Canal crisis: U.S. agriculture feels the pain

Feb 27, 2024

Justin Cauley, a transportation expert with CHS, explains why shipping disruptions at the Panama and Suez canals are impacting U.S. grain shipments and delivery of crop inputs.

The Panama and Suez canals are key shortcuts for cargo ships moving U.S. grain to global customers and bringing fertilizer to U.S. farmers. Factors from low water levels to geopolitical conflicts are limiting traffic through the canals. Justin Cauley, a transportation expert with CHS, describes how the slowdown is affecting U.S. agriculture.

Importance of the Panama Canal

U.S. corn, soybeans, sorghum and other commodities shipped from the Gulf of Mexico to buyers in China, Japan and Korea has traditionally moved through the Panama Canal in Central America as a shortcut to the east.
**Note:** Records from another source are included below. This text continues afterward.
PR #224, opened 2019-08-23
Fix createClient() support

dunglas:
Without this patch, the following error is throw: `A client must be set to make assertions on it. Did you forget to call "Symfony\Component\Panther\PantherTestCase::createClient()"?`.

It's because `getClient` is private, and that the trait is imported in both `WebTestCase` and `PantherTestCase`. A better fix would be to make `getClient` private in Symfony. If done, it will be possible to revert this patch.


robertfausk:
You are welcome. 
Can you please tag a new release 0.5.1?

dunglas:
Yes I’m on it!

PR #230, opened 2019-09-04
Crawlers attr() function can return null

rocramer:
Problem: The declared return type of the `attr()` method in `Crawler` is `string`. 

If an attribute could not be found the `getAttribute()` method in `WebDriverElement` returns `null`. That's why `attr()` is throwing an `TypeError` exception even though it should return null. 

Added that the return type can be null.


dunglas:
Thanks @rocramer

PR #236, opened 2019-09-12
Allow waitFor to wait for any present element

kissifrot:
Current `waitfFor()` method only targets visible elements, which makes impossible to check for hidden inputs presence for example.
This patch allows it to target any element.

### DIFF
--- a/src/Client.php
+++ b/src/Client.php
@@ -277,7 +277,7 @@ final class Client extends AbstractBrowser implements WebDriver, JavaScriptExecu
             : WebDriverBy::xpath($locator);
 
         $this->wait($timeoutInSecond, $intervalInMillisecond)->until(
-            WebDriverExpectedCondition::visibilityOfElementLocated($by)
+            WebDriverExpectedCondition::presenceOfElementLocated($by)
         );
 
         return $this->crawler = $this->createCrawler();
--- a/tests/ClientTest.php
+++ b/tests/ClientTest.php
@@ -73,6 +73,15 @@ class ClientTest extends TestCase
         ];
     }
 
+    public function testWaitForInvisibleElement(): void
+    {
+        $client = self::createPantherClient();
+        $crawler = $client->request('GET', '/waitfor-invisible.html');
+        $c = $client->waitFor('#hello');
+        $this->assertInstanceOf(Crawler::class, $c);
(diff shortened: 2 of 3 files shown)


webignition:
@dunglas Is there a reason why the current `waitFor()` implementation waits until an element has been rendered as opposed to only waiting until an element has been added to the DOM?

I suppose what I'm asking is: why isn't `waitFor()` currently implemented as the method added by this change?

src/Client.php
```diff
@@ -273,6 +273,21 @@ public function waitFor(string $cssSelector, int $timeoutInSecond = 30, int $int
         return $this->crawler = $this->createCrawler();
     }
 
+    /**
+     * @throws NoSuchElementException
+     * @throws TimeOutException
+     *
+     * @return Crawler
+     */
+    public function waitForAny(string $cssSelector, int $timeoutInSecond = 30, int $intervalInMillisecond = 250)
```
webignition: I find the name `waitForAny` a little confusing, particularly when considered in relation to the already-existing `waitFor` method.

`waitFor()` - waits for an element to be rendered
`waitForAny()` - waits for _any_ element to be rendered (incorrect but that was my first guess)

This method waits for an element to be added to the DOM, suggesting:

`waitForElementAddedToDOM()` - unambiguous and more clear but too verbose
`waitForElementPresence()` - possibly better

kissifrot: That's right, renamed

webignition:
@kissifrot :+1: nice change. You should probably also update the PR title also to reflect the new method name.

dunglas:
I agree with @webignition, we should patch the existing method to check for presence instead of visibility. Could you update the PR please @kissifrot? Thanks!

webignition:
@kissifrot @dunglas Perhaps better if I apply these changes to `waitFor()` in PR #239 to avoid expected conflicts arising from two changes modifying the same method?

kissifrot:
@webignition I don't mind, as long as this changes makes it in a tag :)

dunglas:
I merged #239, feel free to rebase this one or open a new one!

kissifrot:
PR description and contents updated :)

dunglas:
Thanks @kissifrot!

PR #239, opened 2019-09-23
Support xpath expressions in Client::waitFor()

### LINKED ISSUE #238: Update waitFor() to accept either css selector or xpath expression?
At present, `waitFor()` accepts as the first argument a CSS selector. This inherently rules out identifying the element to be waited for using an xpath expression.

We can modify the internal behaviour of this method such that it accepts either a CSS selector or xpath expression without affecting any valid current usage.

An xpath expression will always start with a single forward slash whereas a valid CSS selector will never do so, therefore we can reliably determine the locator type and either call `WebDriverBy::cssSelector()` or `WebDriverBy::xpath()` as needed.

Such a change would "break" things for existing use cases where a CSS selector with a leading forward slash is used, however I'm not sure that counts as valid usage that cannot be broken.

webignition:
Fixes #238 

At present, `Client::waitFor()` accepts as the first argument a CSS selector. This inherently rules out identifying the element to be waited for using an xpath expression.

This change allows the first argument of `Client::waitFor()` to be either a CSS selector or xpath expression. 

An xpath expression always starts with a single forward slash whereas a CSS selector never does. This allows us to differentiate between CSS selectors and xpath expressions and to behave accordingly.

### DIFF
--- a/src/Client.php
+++ b/src/Client.php
@@ -259,14 +259,14 @@ final class Client extends AbstractBrowser implements WebDriver, JavaScriptExecu
     }
 
     /**
-     * @param string $locator The path to an element to be waited for. Can be a CSS selector or Xpath expression.
-     * @param int $timeoutInSecond
-     * @param int $intervalInMillisecond
-     *
-     * @return Crawler
+     * @param string $locator               The path to an element to be waited for. Can be a CSS selector or Xpath expression.
+     * @param int    $timeoutInSecond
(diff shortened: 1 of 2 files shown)


webignition:
@dunglas Done, I've added a description of the `$locator` argument stating that it can be a CSS selector or XPath expression. The other arguments have no description as I feel that they are self-explanatory.

Issue #241, opened 2019-10-04
Feature - Add Extensions to ChromeDriver


mbeurel:
Hi,
It is not possible to add an ChromeOption extension. 
For exemple it's a interesting feature to add proxy connected.
I had to extend Client and ChromeManager to add it.
Otherwise it's a good bundle.

Thank's :+1:

tienvx:
In my case, I want to set experimental options

PR #243, opened 2019-10-14
Support Chrome extensions

tienvx:
For https://github.com/symfony/panther/issues/241


webignition:
@tienvx You're introducting two changes here, one to allow the setting of extensions and another to allow the setting of experimental options.

Although each change is small, each is also distinct. These two distinct changes may be better introduced in separate PRs - one PR for the setting of extensions, one PR for the setting of experimental options.

src/ProcessManager/ChromeManager.php
```diff
@@ -30,13 +30,26 @@ final class ChromeManager implements BrowserManagerInterface
...
+    private $extensions = [];
+
     public function __construct(?string $chromeDriverBinary = null, ?array $arguments = null, array $options = [])
     {
         $this->options = array_merge($this->getDefaultOptions(), $options);
         $this->process = new Process([$chromeDriverBinary ?: $this->findChromeDriverBinary(), '--port='.$this->options['port']], null, null, null, null);
         $this->arguments = $arguments ?? $this->getDefaultArguments();
     }
 
+    public function setExtensions(array $extensions)
```
webignition: The `$extensions` argument should be an array of strings with each string being a path to an extension.

This need is not clear from the method name alone. Could you document the argument needs?

src/ProcessManager/ChromeManager.php
```diff
@@ -30,13 +30,26 @@ final class ChromeManager implements BrowserManagerInterface
...
+    {
+        $this->extensions = $extensions;
```
webignition: Is there a need to verify that the paths in `$extensions` reference files that can be read? What happens if an invalid or unreadable path is present?

tests/ProcessManager/ChromeManagerTest.php
```diff
@@ -68,4 +68,22 @@ public function testMultipleInstances()
         $driver1->quit();
         $driver2->quit();
     }
+
+    public function testExtensionsAndExperimentalOptions()
```
webignition: This test is examining the behaviour of two methods. Might be best to split the test into two methods where each test examines the behaviour of just one method.

- `testSetExtensions()`
- `testSetExperimentalOptions()`

tests/ProcessManager/ChromeManagerTest.php
```diff
@@ -68,4 +68,22 @@ public function testMultipleInstances()
...
+    {
+        $manager = new ChromeManager();
+        $manager->setExtensions([
+            __DIR__.'/../fixtures/chrome/extension1.crx',
+            __DIR__.'/../fixtures/chrome/extension2.crx',
```
webignition: Are two extensions needed for this test? Would just a single extension work just as well?

tests/ProcessManager/ChromeManagerTest.php
```diff
@@ -68,4 +68,22 @@ public function testMultipleInstances()
...
+        ]);
+        $manager->setExperimentalOptions([
+            'excludeSwitches' => ['enable-automation'],
+            'mobileEmulation' => [
+                'deviceName' => 'Pixel 2',
+            ],
+        ]);
+        $client = $manager->start();
+        $this->assertNotEmpty($client->getCurrentURL());
```
webignition: Is it possible to add further assertions to verify that the expected extensions have been set and that the expected experimental options are in effect?

tienvx: Currently Chrome headless mode does not support extension, so it's not possible to verify that the extension is enabled. We can use `xvfb-run` like [this](https://stackoverflow.com/a/46475980/2622199), but I think it will make thing more complicated.

tienvx:
I split this PR into 2 PRs. The related PR is https://github.com/symfony/panther/pull/276

src/ProcessManager/ChromeManager.php
```diff
@@ -30,13 +30,28 @@ final class ChromeManager implements BrowserManagerInterface
...
     }
 
+    /**
+     * @param string[] $extensions Paths to packed Chrome extensions
+     */
+    public function setExtensions(array $extensions)
+    {
+        foreach ($extensions as $path) {
+            if (!file_exists($path)) {
+                throw new \InvalidArgumentException(\sprintf('The Chrome extension "%s" does not exist.', $path));
```
webignition: Nice changes to the original PR!

Can there be an additional test verifying that this exception is indeed thrown?

Doing so ensures that future changes can't inadvertently break this logic.

tienvx: I added new test case. Thanks for reviewing!

dunglas:
I pushed a commit to improve the public API and make this option usable from a test case, but even in non-headless mode, this doesn't work for me:

Capture d’écran 2020-10-02 à 19 30 01

Could you take a look @tienvx?

Issue #245, opened 2019-10-23
Travis build failures: This version of ChromeDriver only supports Chrome version 76


webignition:
A project of mine using panther very recently started encountering [failing builds on Travis CI](https://travis-ci.com/webignition/php-basil-compilable-source-factory/builds/133174479#L368).

Travis installs the Chrome stable from https://dl.google.com/dl/linux/direct/google-chrome-stable_current_amd64.deb.

Chrome stable recently changed from version 77 to version 78. This seems to be no longer compatible with the version of ChromeDriver supplied by panther.

At the time of writing, https://chromedriver.storage.googleapis.com/LATEST_RELEASE returns `78.0.3904.70` suggesting that there is a newer version of ChromeDriver that can/should be used.

@dunglas What's the best method for updating the version of ChromeDriver supplied with panther? Should I simply run `chromedriver-bin/update.sh` and then create a PR from the resulting changes?

PR #247, opened 2019-10-23
phpstan: ignore unmatched ignored errors

### LINKED ISSUE #246: Builds failing on Travis when linting PHP 7.3
Current PR builds are failing on Travis when linting under PHP 7.3.

The failure is due to phpstan reporting on unmatched ignored error patterns. The ignored error patterns are needed when linting PHP 7.1 and PHP 7.2 but not for PHP 7.3.

phpstan is currently only invoked for PHP 7.3. The solution depends on whether this is to remain the case.

If phpstan is only ever to be invoked for PHP 7.3 we can remove the relevant ignored error patterns. 

If phpstan is to be invoked for PHP < 7.3 we should set `reportUnmatchedIgnoredErrors: false` in `phpstan.neon`.

webignition:
Fixes #246 

phpstan is configured to ignore some errors. Of these, some are only present under PHP 7.1 or 7.2 and are not present under PHP 7.3.

By default phpstan will return a non-zero return code if an ignored error pattern is not matched. This is currently the case when invoking phpstan on travis under PHP 7.3 and is causing all current PR builds to fail.

This change adds `reportUnmatchedIgnoredErrors: false` to the phpstan configuration such that phpstan will be silent about unmatched ignored errors.

### DIFF
--- a/phpstan.neon
+++ b/phpstan.neon
@@ -2,6 +2,7 @@ parameters:
 	autoload_files:
 		- vendor/bin/.phpunit/phpunit-7.4/vendor/autoload.php
 	inferPrivatePropertyTypeFromConstructor: true
+	reportUnmatchedIgnoredErrors: false
 	ignoreErrors:
 		# https://github.com/symfony/symfony/pull/33289
 		- '#Parameter \#1 \$value of method Symfony\\Component\\Panther\\DomCrawler\\Field\\FileFormField::setValue\(\) expects string, null given\.#'


webignition:
Build failing currently due to Travis installing Chrome 78 and the version of ChromeDriver supplied with Panther does not appear to support this version of Chrome.

See #245 for details of that issue.

We will need a single PR that addresses both #245 and #246 at the same time to get travis builds passing.

webignition:
Should close this PR if #248 passes.

PR #248, opened 2019-10-23
Bump ChromeDriver to v78, ignore unmatched errors under phpstan

### LINKED ISSUE #245: Travis build failures: This version of ChromeDriver only supports Chrome version 76

### LINKED ISSUE #246: Builds failing on Travis when linting PHP 7.3

webignition:
Fixes #245 
Fixes #246 

This PR addresses two separate issues that are causing/will cause Travis builds to fail. These issues need to be addressed simultaneously to result build failures.

#245 relates to Travis now installing Chrome 78 which requires an update of ChromeDriver. Travis previously installed Chrome 76 then Chrome 77 both of which were compatible with the version of ChromeDriver being used.

#246 relates to phpstan under PHP 7.3 failing due to there being unmatched ignored error patterns (which are required when invoking phpstan under PHP 7.1 or 7.2).

### DIFF
--- a/chromedriver-bin/notes.txt
+++ b/chromedriver-bin/notes.txt
@@ -1,22 +1,12 @@
----------ChromeDriver 76.0.3809.68 (2019-07-16)---------
-Supports Chrome version 76
-Resolved issue 2995: javascript error: circular reference with ChromeDriver 76.0.3809.25 [Pri-1]
-Resolved issue 3007: ChromeDriver 75 - Running Javascript kills driver [Pri-1]
-Resolved issue 2943: goog:chromeOptions.w3c=false doesn't work for POST request with empty body [Pri-1]
-Resolved issue 2947: No W3C compliant endpoints for retrieving logs [Pri-2]
-Resolved issue 1897: Implement Actions API [Pri-1]
-Resolved issue 3011: Perform Actions cannot move pointer to elements in shadow DOM [Pri-2]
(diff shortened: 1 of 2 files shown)


webignition:
@dunglas This addresses two separate issues that are causing all Travis builds to fail and which will resolve Travis build errors for all projects that depend on panther.

dunglas:
Thanks @webignition!

PR #249, opened 2019-10-24
Update composer.json

andreybolonin:
add symfony5 compatibility

### DIFF
--- a/composer.json
+++ b/composer.json
@@ -19,11 +19,11 @@
   "require": {
     "php": ">=7.1",
     "facebook/webdriver": "^1.7.1",
-    "symfony/browser-kit": "^4.3",
-    "symfony/dom-crawler": "^4.3",
-    "symfony/http-client": "^4.3",
+    "symfony/browser-kit": "^4.3|^5.0",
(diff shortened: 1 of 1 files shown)


composer.json
```diff
@@ -19,11 +19,11 @@
   "require": {
     "php": ">=7.1",
     "facebook/webdriver": "^1.7.1",
-    "symfony/browser-kit": "^4.3",
-    "symfony/dom-crawler": "^4.3",
-    "symfony/http-client": "^4.3",
+    "symfony/browser-kit": "^4.3|^5.0",
+    "symfony/dom-crawler": "^4.3|^5.0",
+    "symfony/http-client": "^4.3|^5.0",
```
nicolas-grekas: It would be consistent to use the same style as below: double pipe+spaces around.

manzolo:
To pass tests it is necessary to solve this problem https://github.com/symfony/panther/issues/245

webignition:
PR #248 fixes #245 and  #246 which are both needed to be resolved for this build to pass

dunglas:
Thanks @andreybolonin

andreybolonin:
@dunglas thx

PR #265, opened 2019-11-22
Check if webserver process terminated

pierredup:
When starting the webserver and it terminates, currently you have to wait for the entire timeout before getting any feedback. So this change proposes to throw an exception immediately if the process terminated and get feedback sooner


webignition:
Nice, looks really useful!

Can you add any tests to demonstrate that this change works as expected?

Doing so helps prove that the change is sound and helps prevent future changes breaking this new functionality.

dunglas:
Sorry I forgot about this PR. This has been fixed in https://github.com/symfony/panther/pull/321.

However, drought conditions in Panama have forced the Panama Canal Authority to restrict shipping through the canal. Low water levels in Lake Gatun, which is used to fill locks, is the primary concern. With limited access to the canal, many ships are taking longer and costlier routes through the Suez Canal or around the tip of Africa.

Low water levels in the Panama Canal are impacting grain and fertilizer shipping, Cauley says.

“The current El Niño cycle that we’re enjoying with a mild winter in Minnesota is the same cycle impacting rainfall levels in Panama, causing extreme drought. But it really comes down to something that all farmers understand the true importance of, and that is rain. We need more rain there.”

Lower water levels are also requiring shippers to reduce cargo volumes. Cauley says the canal, at least for now, isn’t a practical option to ship grain.

Skyrocketing grain shipping costs

“Grain shippers can’t afford to pay what the ships carrying natural gas or container ships can. So, the ships coming from the U.S. Gulf to Asia are shipping via the Suez Canal or the Cape of Good Hope,” Cauley says.

While the Suez Canal and Cape of Good Hope are viable options, that route is more expensive.

“Shipping via the Cape of Hope from the U.S. Gulf adds about 30% more time as well as 30% more fuel. Using a Panamax vessel, which is the typical size we use to ship corn and soybeans from the U.S. Gulf to Asia, could cost as much as $30,000 to $40,000 per day,” he says.

Suez Canal challenges

While the Suez Canal is an option for grain and fertilizer shippers, fewer ships are using that waterway due to conflicts in the region and the risk of ships being attacked. Many ships are instead sailing around the Cape of Good at the southern tip of South Africa.

Shipping outlook

“I believe that we will see the El Niño die out and eventually return to traditional rainfall levels. And then shipping transits will resume as normal through Panama,” Cauley says.